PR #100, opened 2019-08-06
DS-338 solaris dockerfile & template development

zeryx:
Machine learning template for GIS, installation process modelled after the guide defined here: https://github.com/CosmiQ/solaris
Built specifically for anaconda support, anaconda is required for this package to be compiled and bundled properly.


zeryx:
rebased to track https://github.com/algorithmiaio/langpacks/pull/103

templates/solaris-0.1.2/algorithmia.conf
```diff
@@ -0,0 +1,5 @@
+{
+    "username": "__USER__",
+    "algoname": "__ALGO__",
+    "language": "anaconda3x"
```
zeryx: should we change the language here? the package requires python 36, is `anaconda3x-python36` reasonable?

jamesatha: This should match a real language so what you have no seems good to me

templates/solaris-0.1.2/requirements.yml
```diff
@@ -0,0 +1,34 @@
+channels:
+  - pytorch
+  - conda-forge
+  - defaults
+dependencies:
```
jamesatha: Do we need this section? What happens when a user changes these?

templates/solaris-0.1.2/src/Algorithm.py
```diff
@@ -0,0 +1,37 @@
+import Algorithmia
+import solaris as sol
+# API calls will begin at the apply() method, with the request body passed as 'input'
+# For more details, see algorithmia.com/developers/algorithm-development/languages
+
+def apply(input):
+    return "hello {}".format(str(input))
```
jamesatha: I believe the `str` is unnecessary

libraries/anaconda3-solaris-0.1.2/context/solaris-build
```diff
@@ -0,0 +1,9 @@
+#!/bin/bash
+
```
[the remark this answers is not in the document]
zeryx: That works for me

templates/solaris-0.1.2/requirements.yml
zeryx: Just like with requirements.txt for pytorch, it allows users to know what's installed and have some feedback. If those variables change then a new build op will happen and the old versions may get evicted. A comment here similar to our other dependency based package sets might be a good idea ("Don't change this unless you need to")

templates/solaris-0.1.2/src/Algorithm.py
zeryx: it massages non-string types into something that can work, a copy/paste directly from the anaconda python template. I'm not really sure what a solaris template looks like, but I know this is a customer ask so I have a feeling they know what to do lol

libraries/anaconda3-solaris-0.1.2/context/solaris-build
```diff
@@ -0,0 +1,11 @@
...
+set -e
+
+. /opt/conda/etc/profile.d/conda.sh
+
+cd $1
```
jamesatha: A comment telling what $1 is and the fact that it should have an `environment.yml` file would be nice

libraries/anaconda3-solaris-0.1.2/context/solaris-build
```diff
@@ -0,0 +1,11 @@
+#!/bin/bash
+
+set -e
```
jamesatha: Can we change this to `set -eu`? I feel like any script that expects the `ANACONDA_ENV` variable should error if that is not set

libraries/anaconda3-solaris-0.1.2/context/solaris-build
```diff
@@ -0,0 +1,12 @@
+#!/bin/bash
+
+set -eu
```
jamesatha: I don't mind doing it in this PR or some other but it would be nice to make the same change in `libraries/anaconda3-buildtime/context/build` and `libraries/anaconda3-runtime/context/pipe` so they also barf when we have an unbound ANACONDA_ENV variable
------------------------------------
ACTION ITEM: Report all lines above with "other".

SOLVED EXERCISE:
zeryx: Just like with requirements.txt for pytorch, it allows users to know what's installed and have some feedback. If those variables change then a new build op will happen and the old versions may get evicted. A comment here similar to our other dependency based package sets might be a good idea ("Don't change this unless you need to")
jamesatha: I don't mind doing it in this PR or some other but it would be nice to make the same change in `libraries/anaconda3-buildtime/context/build` and `libraries/anaconda3-runtime/context/pipe` so they also barf when we have an unbound ANACONDA_ENV variable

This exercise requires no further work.